PR #581, opened 2024-11-06
Use custom file inputs

### LINKED ISSUE #575: Issues with Fileinput in `Sources`
There are at least two issues with the `Fileinput` in `Sources`:

- If you selected a file and click on the button with the "x" the filename (see 1. in the screenshot) won't be removed. For the user it seems like the button isn't working.
- When no file was selected the button to remove the selection is active (see 2. in the screenshot) but it shouldn't.

certs

cintek:
Closes #575 and finally the button has the primary color so it is more consistent.

I close #580 because it was more a quick fix like @koplas told me.

### DIFF
--- a/client/src/lib/Components/CFileinput.svelte
+++ b/client/src/lib/Components/CFileinput.svelte
@@ -18,6 +18,7 @@
   export let files: FileList | undefined = undefined;
   export let id: string;
   export let multiple = true;
+  export let oldFile: string | null | undefined = undefined;
   export let titleClearButton = "";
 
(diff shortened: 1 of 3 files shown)


koplas (changes requested):
The reset button does not work. To reproduce:
- Select file
- Click on X button next to the file picker
- Click `Save source`

The result is that the file is still uploaded.

If we implement a custom file input, we should display if a cert file has already been uploaded and allow the removal of the cert file by clicking on the X button.

koplas (approved):
LGTM

PR #583, opened 2024-11-06
fix: return valid boundaries if slot value is out of range

### LINKED ISSUE #520: Improve error message if source-manager manual values are out of range
The error message for e.g. slots will state "The request sent could not be understood. updates failed: slot value ot ouf range". It should be clearer that this is configured and intended and not a parsing problem or technical limitation.

s-l-teichmann:
resolves #520

```
curl -s -D /dev/stderr -X PUT \                                   slot_range?
--data 'slots=1000' \
http://localhost:8081/api/sources/3 | jq .
HTTP/1.1 400 Bad Request
Content-Type: application/json; charset=utf-8
X-Request-Id: 58b1ee4a-5fb4-4198-a754-2f01e0330840
Date: Wed, 06 Nov 2024 19:35:28 GMT
Content-Length: 77

{
  "error": "updates failed: slot value out of range range: 1000 not in [1, 2]"
}
```

### DIFF
--- a/pkg/sources/manager.go
+++ b/pkg/sources/manager.go
@@ -1154,9 +1154,10 @@ func (su *SourceUpdater) UpdateSlots(slots *int) error {
 	if slots != nil && su.updatable.slots != nil && *slots == *su.updatable.slots {
 		return nil
 	}
-	if slots != nil && (*slots < 1 ||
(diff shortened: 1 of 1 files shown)


koplas (approved):
LGTM & works

PR #628, opened 2024-11-13
Ignore empty patterns in regexes in download filtering

s-l-teichmann:
Do not try to use empty strings for filtering.


koplas (approved):
LGTM & works

PR #630, opened 2024-11-13
Improve layout of aggregators

cintek:
Among others makes it easier to distinguish between aggregators and providers/feeds.


koplas (approved):
LGTM & works

PR #633, opened 2024-11-13
Dashboard improvements

cintek:
This PR contains small improvements for the dashboard:

1. Increase space between queries and statistics -> consistent to space between queries
2. Increase contrast of the text "No source changes found." in dark mode
3. Ensure button to show more is always at bottom (see screenshot how it was before the change if there was only one result) -> More consistency 'cause this button is already at the bottom when there are more results
query_more


koplas (approved):
LGTM & works

PR #639, opened 2024-11-14
Avoid ad block preventing the download of logs

koplas:
The popular EasyPrivacy list blocks all requests that start with `/log?count=`. Adding a null op parameter to the request avoids this issue.


s-l-teichmann:
Not an ideal solution, because adblockers may adjust to parameter permutations, but okay for the moment. Retested it and it works ... for now.

s-l-teichmann (approved):
L(not so)GTM & works

Issue #596, opened 2024-11-09
Error on Dashboard on PostgreSQL 15


tschmidtb51:
As `beate` I see an error on the dashboard:

![grafik](https://github.com/user-attachments/assets/5605ba90-9961-4f8f-951a-7b3dfe8c8b9b)

I run all migrations after the last build.

ISDuBA: 0.4.1-1-g75fe766f

bernhardreiter:
@tschmidtb51 can you check your postgresl version.

Either as SQL:
```sql
SELECT version();
```

or like `pg_config --version`

tschmidtb51:
Looks like I have a PostgreSQL 17.0 (shown via `pg_config --version`) and a PostgreSQL 15.8 (via `SELECT version();`). According to `\l` when logged into the database, I'm currently using 15.8 (as there are the databases). Do you have any suggestions how to migrate from 15.8 to 17.0?

s-l-teichmann:
We've add a path with PR #644 which may help here. We cannot finally confirm it yet as we currently don't have a PG15 system at hand.

tschmidtb51:
> We've add a path with PR #644 which may help here. We cannot finally confirm it yet as we currently don't have a PG15 system at hand.

I just pulled and build it and the error is gone on PostgreSQL 15. So I believe it was fixed.

PR #644, opened 2024-11-14
Add alias to event comment subquery

koplas:
This avoids issues with PostgreSQL versions older than 16, that don't support subqueries without alias.


s-l-teichmann:
I can confirm that it works with PG16. In the hope that it will work with PG15 I'm  going to merge it.
The real prove still has to be done as I've currently no PG15 setup. So we keep #596 open till then.

PR #645, opened 2024-11-14
feat: Give advisory version buttons dynamic width

luisa-beerboom:
Turned former fixed width into min width to ensure the button gets wider on longer version numbers

This ensures that long version numbers don't flow out of the button like in this example:
Screenshot_20241114_160354


cintek (approved):
LGTM & works

PR #654, opened 2024-11-15
Improve toplevel README: move to v0.5.0

bernhardreiter:
* Switch from pre-release to beta quality. For this move status lower.
  * Add hint to invite reports.
  * Remove a few typos in other parts.
  * Move go lower in the list of used components as the database has a higher importance for potential users now that we are in beta.

### DIFF
--- a/README.md
+++ b/README.md
@@ -10,21 +10,24 @@
 
 # ISDuBA
 
-**Under development -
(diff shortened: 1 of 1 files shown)


tschmidtb51 (approved):
LGTM

PR #656, opened 2024-11-15
fix: build-in version for release tags

### LINKED ISSUE #651: ISDuBA Version
A version should not have the leading `v` according to SemVer. For Git tags, it totally makes sense to have it (and many projects do). Maybe, we should just remove it before the build :thinking: 

@bernhardreiter / @s-l-teichmann: Thoughts?

bernhardreiter:
* Change Makefile to remove the leading `v` from the git tag in the case of release tags. Previously this was only done for pre-release git tags.

resolve #651


koplas (approved):
LGTM & works

PR #666, opened 2024-11-19
Add default aggregator configuration

### LINKED ISSUE #655: Add default CSAF aggregator of the BSI, allow configuration of the default aggregator

koplas:
Closes #655


s-l-teichmann (commented):
No for many reasons:
* Why have a config if we also have it in the database?
* In the migration we should check ig we already have it.
* See issue about being active by default.

In short: We have to talk about this.

koplas:
Superseded by #682

Issue #667, opened 2024-11-19
Docker compose setup issues


manucert:
I have two different issues using ISDuBA with docker.

Using the Windows WSL Docker setup I get following issue during the startup (docker compose up):
`isduba-keycloak        | 2024-11-19 14:43:00,619 ERROR [org.keycloak.quarkus.runtime.configuration.mappers.PropertyMappers] (main) Hostname v1 options [hostname-url] are still in use, please review your configuration
isduba-keycloak        | 2024-11-19 14:43:06,287 INFO  [org.keycloak.quarkus.runtime.storage.infinispan.CacheManagerFactory] (main) Starting Infinispan embedded cache manager
isduba-keycloak        | 2024-11-19 14:43:06,679 INFO  [org.keycloak.quarkus.runtime.storage.infinispan.CacheManagerFactory] (main) Persistent user sessions enabled and no memory limit found in configuration. Setting max entries for sessions to 10000 entries.
isduba-keycloak        | 2024-11-19 14:43:06,680 INFO  [org.keycloak.quarkus.runtime.storage.infinispan.CacheManagerFactory] (main) Persistent user sessions enabled and no memory limit found in configuration. Setting max entries for clientSessions to 10000 entries.
isduba-keycloak        | 2024-11-19 14:43:06,680 INFO  [org.keycloak.quarkus.runtime.storage.infinispan.CacheManagerFactory] (main) Persistent user sessions enabled and no memory limit found in configuration. Setting max entries for offlineSessions to 10000 entries.
isduba-keycloak        | 2024-11-19 14:43:06,680 INFO  [org.keycloak.quarkus.runtime.storage.infinispan.CacheManagerFactory] (main) Persistent user sessions enabled and no memory limit found in configuration. Setting max entries for offlineClientSessions to 10000 entries.
isduba-db              | 2024-11-19 14:43:07.365 UTC [109] FATAL:  database "keycloak" does not exist`

I used the default .env, therefore keycloak and isduba is set to listen on localhost, but the possible reason for the issue above is probably earlier. I guess it is also something Windows Docker Plattform specific, because it seems empty rows are an issue there:
` /docker-entrypoint-initdb.d/init.sh: line 8: $'\r': command not found
: invalid option       | /docker-entrypoint-initdb.d/init.sh: line 10: set: -
isduba-db              | set: usage: set [-abefhkmnptuvxBCEHPT] [-o option-name] [--] [-] [arg ...]
[...]

PR #669, opened 2024-11-20
Migrate Keycloak config and cleanup

koplas:
Relevant #667

### DIFF
--- a/docker/server/Dockerfile
+++ b/docker/server/Dockerfile
@@ -19,7 +19,7 @@ COPY Makefile Makefile
 RUN make build_client
 
 
-FROM library/golang:1.22.1-alpine AS server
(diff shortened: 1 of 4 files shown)


docker/server/Dockerfile
```diff
@@ -19,7 +19,7 @@ COPY Makefile Makefile
 RUN make build_client
 
 
-FROM library/golang:1.22.1-alpine as server
+FROM library/golang:1.22.1-alpine AS server
```
s-l-teichmann, line 22: Side remark: 1.22.1 is pretty old. Is there an image for say 1.22.9?

koplas: Updated to the latest stable.

cintek (approved):
LGTM & works

PR #336, opened 2026-05-23
[fix] Move ts-node compilerOptions to config block to fix Windows seed quoting

### LINKED ISSUE #335: [fix] Prisma seed fails on Windows due to ts-node --compiler-options quoting
## Problem

`npx prisma db seed` fails on Windows because the seed command in `apps/api/package.json` passes `--compiler-options '{"module":"CommonJS"}'` to ts-node. On Windows, shell single-quote stripping does not occur — ts-node receives the literal single-quote characters, producing invalid JSON:

```
SyntaxError: Unexpected token ''', "'{"module""... is not valid JSON
```

## Root cause

The `prisma.seed` field in `apps/api/package.json`:
```json
"seed": "ts-node --compiler-options '{\module\:\CommonJS\}' prisma/seed.ts"
```

On Windows, npm runs this command via `cmd.exe`, which does not strip single quotes — they are passed verbatim to ts-node.

## Fix

Move compiler options to a `ts-node` config block in `package.json`, which ts-node reads automatically without any CLI flag:

```json
"ts-node": {
  "compilerOptions": {
    "module": "CommonJS"
  }
},
"prisma": {
  "seed": "ts-node prisma/seed.ts"
}
```

## Acceptance criteria

- [ ] `npx prisma db seed` executes without error on Windows
- [ ] Seed command is cross-platform (no OS-specific quoting)
- [ ] ts-node compiler options are applied correctly via config block

Closes this issue.

brownm09:
## Summary

Fixes `npx prisma db seed` failing on Windows due to shell quoting of the `--compiler-options` flag.

## Root cause

On Windows, `cmd.exe` does not strip single quotes — ts-node received literal `'` characters as part of the JSON option value, producing:
```
SyntaxError: Unexpected token ''', "'{"module""... is not valid JSON
```

## Fix

Moved the compiler options from a `--compiler-options` CLI flag to a `"ts-node"` config block in `package.json`. ts-node v10+ reads this block automatically — no flag needed, no shell quoting involved, fully cross-platform.

## Changes

- `apps/api/package.json`: Added `"ts-node": { "compilerOptions": { "module": "CommonJS" } }` block; simplified `prisma.seed` to `"ts-node prisma/seed.ts"`

## Testing

- Linting passes (confirmed by pre-commit hook)
- Seed command verified on Windows (this was the active blocker for staging seeding)

Closes #335

### DIFF
--- a/apps/api/package.json
+++ b/apps/api/package.json
@@ -37,8 +37,13 @@
     "reflect-metadata": "^0.2.0",
     "rxjs": "^7.8.0"
   },
+  "ts-node": {
+    "compilerOptions": {
+      "module": "CommonJS"
+    }
+  },
   "prisma": {
-    "seed": "ts-node --compiler-options '{\"module\":\"CommonJS\"}' prisma/seed.ts"
+    "seed": "ts-node prisma/seed.ts"
   },
   "devDependencies": {
     "@nestjs/cli": "^10.0.0",


brownm09:
## Review: [fix] Move ts-node compilerOptions to config block to fix Windows seed quoting

### Summary

Ready to merge. The fix correctly eliminates the Windows shell-quoting issue by moving `--compiler-options` out of the CLI invocation entirely. The diff is minimal (6 lines added, 1 removed), targeted, and correct. One non-blocking observation worth noting: the new `"ts-node"` config block is technically redundant given `tsconfig.base.json` already sets `"module": "commonjs"` — the simplified seed command alone would have fixed the issue — but the block makes the intent explicit and costs nothing.

---

### Non-Blocking Findings

**[maintainability]** `apps/api/package.json:38–42`
The `"ts-node": { "compilerOptions": { "module": "CommonJS" } }` block duplicates what `tsconfig.base.json` already provides via `"module": "commonjs"`. The original `--compiler-options` flag was likely added as a precaution, but it was always redundant from a TypeScript perspective; it only caused harm on Windows.
**Suggestion:** The seed command works correctly as-is. If you want to simplify further, the config block can be omitted — `"seed": "ts-node prisma/seed.ts"` alone is sufficient. Keep it if you prefer the explicitness.

---

### Style Notes

The `"ts-node"` key is placed between `"dependencies"` and `"prisma"`. Both `"ts-node"` and `"prisma"` are tool-config keys (not npm standard fields), so grouping them together or moving both after `"devDependencies"` would make the layout marginally more readable. Not worth a round-trip — flag for a future housekeeping pass if desired.

---

PR #346, opened 2026-05-25
[fix] Fail staging integration tests when deploy prereqs unmet, not skip

### LINKED ISSUE #345: Activate staging integration tests: Cloud SQL startup, env secrets, branch protection
## Problem

PR #342 shipped the staging deploy pipeline. The \`Staging Integration Tests\` job exists and skips cleanly today, but several blockers prevent it from actually running and passing.

### 1 — Cloud Run API does not start (~32 s crash)

\`Deploy API to Cloud Run (staging)\` fails with *"container failed to start and listen on PORT=3000 within the allocated timeout."* The container takes ~32 seconds to crash, which matches a \`Prisma.\$connect()\` timeout rather than an instant throw.

The next PR's CI run will emit the actual crash log via the "Fetch Cloud Run API logs on failure" step (\`gcloud logging read\` against \`lifting-logbook-stg-api\`). Read that output to identify the root cause.

Leading hypothesis: Cloud SQL private-IP access from Cloud Run via the VPC connector is not working (networking or IAM). DATABASE_URL is a valid PostgreSQL URL (computed by Terraform from the Cloud SQL private IP), so the URL format is not the issue.

**Investigation steps:**
1. Open the next PR on this repo and let CI run.
2. In the \`Deploy (staging)\` job, find the "Fetch Cloud Run API logs on failure" step — it runs \`gcloud logging read\` and prints the last 50 error lines from the \`lifting-logbook-stg-api\` Cloud Run revision.
3. The crash log will show the actual NestJS/Prisma error. Fix accordingly (likely a VPC connector egress rule, Cloud SQL IAM binding, or missing private-IP route).

### 2 — GitHub environment secrets not set

The \`staging-integration-tests\` job signs in through the real Clerk UI using a dedicated test account. Two secrets must be added under **Settings → Environments → staging → Environment secrets**:

| Secret name | Value |
|---|---|
| \`STAGING_CLERK_TEST_EMAIL\` | Email of the Clerk staging test account |
| \`STAGING_CLERK_TEST_PASSWORD\` | Password of the Clerk staging test account |

**Steps:**
1. clerk.com → lifting-logbook staging app → Users → Create user; note the credentials.
2. This repo: Settings → Environments → staging → add the two secrets above.

### 3 — Branch protection rule not yet added

Add this only **after** blockers 1 and 2 are resolved and at least one CI run shows the job passing.

Settings → Branches → Branch protection rules → \`main\` → Require status checks → add **\`Staging Integration Tests\`**.

### 4 — Skip-instead-of-fail design gap (workflow bug)

The \`staging-integration-tests\` job's \`if:\` condition evaluates all three of these at once:

\`\`\`yaml
if: |
  needs.deploy-staging.result == 'success' &&
  needs.deploy-staging.outputs.clerk_configured == 'true' &&
  needs.deploy-staging.outputs.cloud_run_api_deployed == 'true'
\`\`\`

When the Cloud Run API deploy fails, \`cloud_run_api_deployed\` becomes \`false\` — but because \`deploy-staging\` uses \`continue-on-error: true\`, the job itself still reports \`success\`. The entire \`if:\` evaluates to false, so GitHub marks the job **Skipped** instead of **Failed**.

**GitHub branch protection treats Skipped as passing.** This means even after branch protection is added for \`Staging Integration Tests\`, a Cloud Run API crash silently allows the merge to proceed — the gate is not actually enforced.

**Fix:** when staging is configured (\`preflight.should_run == 'true'\`), the integration test job should always run and fail explicitly when deploy prerequisites are not met, rather than being skipped by the \`if:\` condition. Only a genuine "staging not configured" (\`should_run == 'false'\`) is a valid reason to skip.

## Acceptance criteria

- [ ] \`staging-integration-tests\` fails (not skips) when Cloud Run API deploy failed but staging is otherwise configured
- [ ] Cloud Run API starts cleanly; \`Deploy API to Cloud Run (staging)\` turns green
- [ ] \`STAGING_CLERK_TEST_EMAIL\` and \`STAGING_CLERK_TEST_PASSWORD\` are set as environment secrets
- [ ] At least one CI run shows \`Staging Integration Tests\` passing (all 4 Playwright tests green)
- [ ] Branch protection rule for \`Staging Integration Tests\` is active on \`main\`

brownm09:
## Summary

- Fixes the skip-instead-of-fail design gap in `staging.yml` identified in #345 (Blocker 4)
- `Staging Integration Tests` previously evaluated all conditions — staging configured, Clerk key set, Cloud Run API deployed — inside a single `if:` guard. When Cloud Run API crashed, the job was **Skipped**, not **Failed**
- GitHub branch protection treats Skipped as passing, so the merge gate was silently bypassed on every Cloud Run crash
- Fix: `if:` now only skips when `preflight.should_run == 'false'` (no GCP credentials). When staging is configured, the job always runs and a new **Verify deploy prerequisites** step fails explicitly with a clear `::error::` message if Clerk or Cloud Run API is not ready

## What changes

**Before:** three-condition `if:` that silently skipped when any prerequisite was absent
```yaml
if: |
  needs.deploy-staging.result == 'success' &&
  needs.deploy-staging.outputs.clerk_configured == 'true' &&
  needs.deploy-staging.outputs.cloud_run_api_deployed == 'true'
```

**After:** single condition (only skip when staging is unconfigured); explicit fail step otherwise
```yaml
if: needs.preflight.outputs.should_run == 'true'
```
Plus a "Verify deploy prerequisites" step as the first step of the job that `exit 1`s with a descriptive error message.

## Acceptance criteria (from #345)

- [x] `staging-integration-tests` fails (not skips) when Cloud Run API deploy failed but staging is otherwise configured

Remaining checklist items (Cloud Run fix, Clerk secrets, branch protection) are operational tasks tracked in #345 and can only be completed once CI is green.

## Testing

`npm test` passes (10/10 tasks, 243 unit tests + integration tests). This change is YAML-only; the Playwright staging suite itself is unchanged.

No suppressions added.

Closes #345

### DIFF
--- a/.github/workflows/staging.yml
+++ b/.github/workflows/staging.yml
@@ -352,13 +352,14 @@ jobs:
       - name: Fetch Cloud Run API logs on failure
         if: steps.deploy-api.outcome == 'failure'
         run: |
-          echo "=== Cloud Run API crash logs (last 50 lines) ==="
+          echo "=== Cloud Run API crash logs (last 50 lines, all severities) ==="
           gcloud logging read \
-            'resource.type="cloud_run_revision" AND resource.labels.service_name="lifting-logbook-stg-api" AND severity>=ERROR' \
+            'resource.type="cloud_run_revision" AND resource.labels.service_name="lifting-logbook-stg-api"' \
             --project="${{ vars.GCP_STAGING_PROJECT_ID }}" \
             --limit=50 \
-            --format="table(timestamp,textPayload,jsonPayload.message)" \
+            --format="table(timestamp,severity,textPayload,jsonPayload.message)" \
             --order=desc \
+            --freshness=5m \
             2>&1 || true
 
       - name: Deploy web to Cloud Run (staging)
--- a/.github/workflows/staging.yml
+++ b/.github/workflows/staging.yml
@@ -380,10 +380,11 @@ jobs:
     runs-on: ubuntu-latest
     needs: [preflight, terraform-staging, deploy-staging]
     # Only skip when staging is not configured at all (no GCP credentials).
-    # When staging IS configured, run always so that deploy failures produce a
-    # FAILED status rather than SKIPPED — GitHub branch protection treats
-    # SKIPPED as passing, so a silent skip bypasses the merge gate. See #345.
-    if: needs.preflight.outputs.should_run == 'true'
+    # When staging IS configured, always() ensures the job runs even when a
+    # needs job hard-fails (e.g. GCP auth failure in deploy-staging) — without
+    # it GitHub Actions auto-skips dependents on failure, which branch protection
+    # treats as passing and silently bypasses the merge gate. See #345.
+    if: always() && needs.preflight.outputs.should_run == 'true'
     permissions:
       contents: read
       id-token: write
--- a/.github/workflows/staging.yml
+++ b/.github/workflows/staging.yml
@@ -453,9 +453,20 @@ jobs:
         run: npx playwright install --with-deps chromium
         working-directory: apps/web
 
+      - name: Authenticate to GCP (staging) for Secret Manager access
+        uses: google-github-actions/auth@v2
+        with:
+          workload_identity_provider: ${{ secrets.GCP_STAGING_WORKLOAD_IDENTITY_PROVIDER }}
+          service_account: ${{ secrets.GCP_STAGING_SERVICE_ACCOUNT }}
+
       - name: Wait for staging to be ready
+        id: wait-ready
         run: |
           WEB_URL="${{ needs.deploy-staging.outputs.web_url }}"
+          # Show the first response body to diagnose unexpected status codes
+          echo "=== Diagnostic curl (attempt 0) ==="
+          curl -s -L --max-redirs 0 -D - "${WEB_URL}/" 2>&1 | head -30 || true
+          echo "==="
           for i in $(seq 1 18); do
             STATUS=$(curl -s -o /dev/null -w "%{http_code}" "${WEB_URL}/" || true)
             if [ "$STATUS" = "200" ] || [ "$STATUS" = "307" ]; then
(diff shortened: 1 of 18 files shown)


brownm09:
## Review: [fix] Fail staging integration tests when deploy prereqs unmet, not skip

### Summary

The fix correctly addresses the specific Cloud Run crash path — because `deploy-staging` uses `continue-on-error: true` on the Cloud Run step, the job always reports success with `cloud_run_api_deployed = 'false'`, and the new "Verify deploy prerequisites" step now catches that with `exit 1`. One blocking finding: the fix does not cover the case where `deploy-staging` itself fails hard (e.g., GCP auth failure), which still produces a SKIPPED on `staging-integration-tests` due to GitHub Actions' dependency-failure behavior. The fix for this is a one-line change.

---

### Blocking Findings

**[correctness]** `.github/workflows/staging.yml:381`

The job's `if: needs.preflight.outputs.should_run == 'true'` condition guards against running when staging is unconfigured, but GitHub Actions skips a dependent job when any job in its `needs` list **fails** (as distinct from **skips**) — the `if:` condition is never evaluated. `deploy-staging` contains steps without `continue-on-error: true` (specifically `Authenticate to GCP (staging)` at ~line 226 and `Check Clerk secret key configured` at ~line 353); if either fails, `deploy-staging` reports FAILED, and `staging-integration-tests` is SKIPPED, not FAILED. This is the same bypass the PR is explicitly trying to close.

**Fix:** Add `always()` to the `if:` condition so GitHub Actions does not auto-skip the job on a dependency failure:

```yaml
if: always() && needs.preflight.outputs.should_run == 'true'
```

`always()` returns `true` and signals to GitHub Actions that the job should run regardless of dependency results. The `&& needs.preflight.outputs.should_run == 'true'` guard still suppresses the job when staging is not configured at all. The "Verify deploy prerequisites" step already handles the empty-output case (empty string != "true"), so it will emit the right `::error::` message and `exit 1` whether `deploy-staging` succeeded with bad outputs or was entirely skipped due to an upstream failure.

---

#####

Work instructions = Select and copy each line from the data that includes the word "outputs".

Result of this task =
  needs.deploy-staging.outputs.clerk_configured == 'true' &&
  needs.deploy-staging.outputs.cloud_run_api_deployed == 'true'
  needs.deploy-staging.outputs.clerk_configured == 'true' &&
  needs.deploy-staging.outputs.cloud_run_api_deployed == 'true'
if: needs.preflight.outputs.should_run == 'true'
-    if: needs.preflight.outputs.should_run == 'true'
+    if: always() && needs.preflight.outputs.should_run == 'true'
           WEB_URL="${{ needs.deploy-staging.outputs.web_url }}"
The job's `if: needs.preflight.outputs.should_run == 'true'` condition guards against running when staging is unconfigured, but GitHub Actions skips a dependent job when any job in its `needs` list **fails** (as distinct from **skips**) — the `if:` condition is never evaluated. `deploy-staging` contains steps without `continue-on-error: true` (specifically `Authenticate to GCP (staging)` at ~line 226 and `Check Clerk secret key configured` at ~line 353); if either fails, `deploy-staging` reports FAILED, and `staging-integration-tests` is SKIPPED, not FAILED. This is the same bypass the PR is explicitly trying to close.
if: always() && needs.preflight.outputs.should_run == 'true'
`always()` returns `true` and signals to GitHub Actions that the job should run regardless of dependency results. The `&& needs.preflight.outputs.should_run == 'true'` guard still suppresses the job when staging is not configured at all. The "Verify deploy prerequisites" step already handles the empty-output case (empty string != "true"), so it will emit the right `::error::` message and `exit 1` whether `deploy-staging` succeeded with bad outputs or was entirely skipped due to an upstream failure.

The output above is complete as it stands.